**Stored data**
>>>
PR #1323, opened 2023-02-07
Editor improvement

jakzaizzat:
TODO

- [x] if click save, dont popup caption  
- [x]  if click done  
	- [x] popup caption if there is any changes  
	- [x] back to previous state  
	- [x] same with `all galleries`  
- [x] add event tracking  
- [x] check move collection  
- [x] check onboarding flow  
- [ ] check feed

**Notes**

Required backend PR to merge first: https://github.com/gallery-so/go-gallery/pull/795

**Demo**

**New flow**

https://user-images.githubusercontent.com/4480258/217436278-24d519dc-e7eb-46f3-ae86-15418f802a64.mp4

**Silent Done**

https://user-images.githubusercontent.com/4480258/217436768-6cd8612d-4577-4693-85d9-1d60092810e2.mp4

**Different session for feed event**

https://user-images.githubusercontent.com/4480258/217437016-a5ef4963-fe3e-4902-a3c1-4d3f902d12db.mp4


apps/web/src/contexts/globalLayout/EditGalleryNavbar/EditGalleryNavbar.tsx
```diff
@@ -64,6 +69,10 @@ export function EditGalleryNavbar({
   const isMobile = useIsMobileOrMobileLargeWindowWidth();
 
   const handleAllGalleriesClick = useGuardEditorUnsavedChanges(() => {
+    if (doneAction === 'saved') {
+      onDone('');
+    }
+
```
tbezman, line 75: can we leave a comment here explaining that this auto saves the user's gallery? if that's what it does

tbezman (approved):
PR is good, I think there's some product holes here that I called out in slack. Hopefully that gets resolved

apps/web/src/contexts/globalLayout/EditGalleryNavbar/EditGalleryNavbar.tsx
Robinnnnn: +1

@tbezman when this hook is instantiated will it lock in the value of `doneAction`? in other words can we be confident that the callback will be up-to-date when `doneAction` changes

Robinnnnn (approved):
jakz, thanks for crushing this so quickly 🔥 🔥 🔥 🔥 🔥 🔥 

noticed this small issue in the video, not sure if regression

image

also not sure why there's a scroll bar that appears on the right- is it because of the placeholder? or because you have a mouse plugged in? 🤔 

image

apps/web/src/contexts/globalLayout/EditGalleryNavbar/EditGalleryNavbar.tsx
tbezman: nah it's always up to date

jakzaizzat: Got it! Added the comment

jakzaizzat:
@Robinnnnn 

1. Regarding the caption box, its because of the placeholder. I've increase the caption textarea so its not scrollable by default. 

CleanShot 2023-02-09 at 10 10 29

2. For regression I opened another PR since its happens on prod - https://github.com/gallery-so/gallery/pull/1329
<<<
Which lines in the data above hold the string "sure"? Return each of them.

noticed this small issue in the video, not sure if regression
also not sure why there's a scroll bar that appears on the right- is it because of the placeholder? or because you have a mouse plugged in? 🤔 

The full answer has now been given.